What you should do: Please count, in the material below, each line containing "HTTP", and report only the number.
##############################
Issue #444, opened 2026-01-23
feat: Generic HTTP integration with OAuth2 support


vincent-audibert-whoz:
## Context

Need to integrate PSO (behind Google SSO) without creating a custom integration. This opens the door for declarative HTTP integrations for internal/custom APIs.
##############################
Solution: 2